Délivrance - de John Boorman - Critique

     L'histoire est assez simple : il s'agit d'une bande de 4 hommes qui décident de descendre une rivière pour la dernière fois avant que ce ne soit plus possible, puis que l'inondation de la ville et de la vallée est en projet. Malheureusement, cette virée en canoë au coeur des rapides vire au cauchemar suite à une mauvaise rencontre... Je ne donnerai pas beaucoup plus de détails sur la suite car Délivrance nous prend par surprise avec une violence inattendue ; je ne pensais pas que le film serait si éprouvant si rapidement.

 

     L'intrigue commence assez tranquillement avec la présentation des personnages : une bande d'amis plutôt insouciants, comme on pouvait l'être dans les années 70, qui partent à l'aventure ensemble malgré leurs personnalités toutes différentes.
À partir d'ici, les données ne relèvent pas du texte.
PR #1976, opened 2026-07-10
feat(wallets): auto-inject a device signer on Solana wallet creation

alberto-crossmint:
## What

Makes Solana `createWallet()` auto-inject a device signer by default (when `deviceSignerKeyStorage` is configured), reaching parity with EVM and Stellar. Previously a `chain !== "solana"` guard in `WalletFactory.createWallet` excluded Solana, so the recovery signer ended up as the default for Solana transactions.

## Why the guard existed — and why it's now safe to remove

The guard was added in #1830 because a Solana wallet's provider isn't known until after the wallet is created, and not every provider supports device signers — those that don't reject a device signer at creation time. Naively removing the guard would break wallet creation for those wallets.

This PR removes the guard **with a defensive retry**: when creation is rejected with the stable `DEVICE_SIGNER_NOT_SUPPORTED` error code — and only when the SDK auto-injected the device signer — creation is retried once without it. This reuses the same error code the SDK already handles in `addSigner` / `recover()`.

## How

- Removed the `&& chain !== "solana"` guard; the device signer is injected for all chains when `deviceSignerKeyStorage` is set.
- New `createSmartWallet()` helper: attempts creation with the device signer; on a `DEVICE_SIGNER_NOT_SUPPORTED` response for an auto-injected signer, strips it and retries once. The wallet's existing post-creation `recover()` flow then handles the recovery-signer fallback, as before.
- Guardrails: a generic error surfaces **without** retry (never masks unrelated failures); an **explicitly-supplied** device signer is never silently stripped.

## Tests

`wallet-factory.test.ts` (32 → 35 passing):
- Solana now injects a device signer at creation.
- Retries without the device signer on `DEVICE_SIGNER_NOT_SUPPORTED`.
- Non-device errors are not retried.
- An explicit device signer is not stripped on rejection.

## Notes

- On the retry path, the rejected eager attempt leaves one orphaned temporary device key (unmapped, since the wallet doesn't exist yet) — this mirrors existing EVM-on-failure behavior; there's no `deleteKey`-by-temp-id API, so no cleanup complexity was added.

Menés par Lewis, un homme rustre dont la philosophie est basée sur un retour de l'Homme face à la nature, ils abandonnent leurs voitures à des types qu'ils ne connaissent pas, mais à qui ils font confiance pour ramener leurs véhicules dans une autre ville en contrebas, étape finale de leur descente. Avant ça, on a droit à une séduisante scène musicale au banjo qui m'a filé un grand sourire. Tout semblait démarrer dans le meilleur des mondes (enfin, avant que la séquence ne devienne plus sombre et qu'on comprenne qu'il y a des histoires de consanguinité).

 

Délivrance - de John Boorman - Critique
Délivrance - de John Boorman - Critique

       Délivrance offre plusieurs scènes que j'ai trouvé très intéressantes, comme la manière avec laquelle la rivière nous est dévoilée pour la première fois. Les personnages mettent un certain temps avant de la dénicher, comme un trésor caché au milieu de la forêt, et sa première apparition est lumineuse et scintillante. J'ai beaucoup aimé le fait qu'elle nous soit révélée à la façon d'un coffre rempli d'or, devant lequel Lewis et Ed s'émerveillent.

 

Délivrance - de John Boorman - Critique

       Passée cette scène, tout ce qui suivra ne laissera plus aucun répit aux personnages, dans une histoire de traque, de vengeance, de chasse à l'homme qui laissera des séquelles à chacun d'entre eux de manière différente. Le personnage de Lewis est antipathique malgré son efficacité, j'ai cependant adoré son côté instinctif et l'idée de lui avoir collé un arc et des flèches pour le rapprocher de l'homme primitif. Burt Reynolds est excellent dans le rôle. De plus, le thème de la chasse permet de rapprocher Délivrance de The Deer Hunter, dans l'idée qu'il est difficile de passer à l'acte, et que les personnages vont traverser des épreuves qui vont les traumatiser.

 

Délivrance - de John Boorman - Critique

      J'ai, ceci dit, davantage été sensible au personnage de Jon Voight, qui porte une grande partie du film sur ses épaules. C'est la première fois que je découvre l'un de ses rôles étant jeune, je suis davantage habitué à ses films récents. L'acteur est parfait du début à la fin, notamment lors de la séquence de l'agression, mais aussi lors d'une autre scène (ci-dessous) dont j'ai apprécié l'angle de vue.

 

Délivrance - de John Boorman - Critique
Délivrance - de John Boorman - Critique

      Pour conclure, je dirais que la force de Délivrance réside dans ses ambiances sonores qui résonnent de manière obsédante. Il y a un vrai travail du son, au-delà de la musique très sombre, qui permet de créer une atmosphère assez glaçante. Je pense par exemple au moment où Ed crie "Drew !" plusieurs fois et que son appel résonne dans la forêt de manière très étrange et angoissante. L'effet est saisissant.

 

Délivrance - de John Boorman - Critique

     Je remercie à nouveau El profe de español pour m'avoir poussé à voir Délivrance car, à part plusieurs exceptions comme justement The Deer Hunter, la décennie 1970 est celle qui me parle le moins au cinéma. J'ai retrouvé de nombreux aspects du film de Cimino dans celui-ci (le thème de la chasse à l'homme, des traumatismes face à la cruauté, de la bestialité de la nature humaine) et ça m'a beaucoup plu. Je réfléchis encore quelques jours avant de l'intégrer à mon top 500, mais je pense que ça se fera.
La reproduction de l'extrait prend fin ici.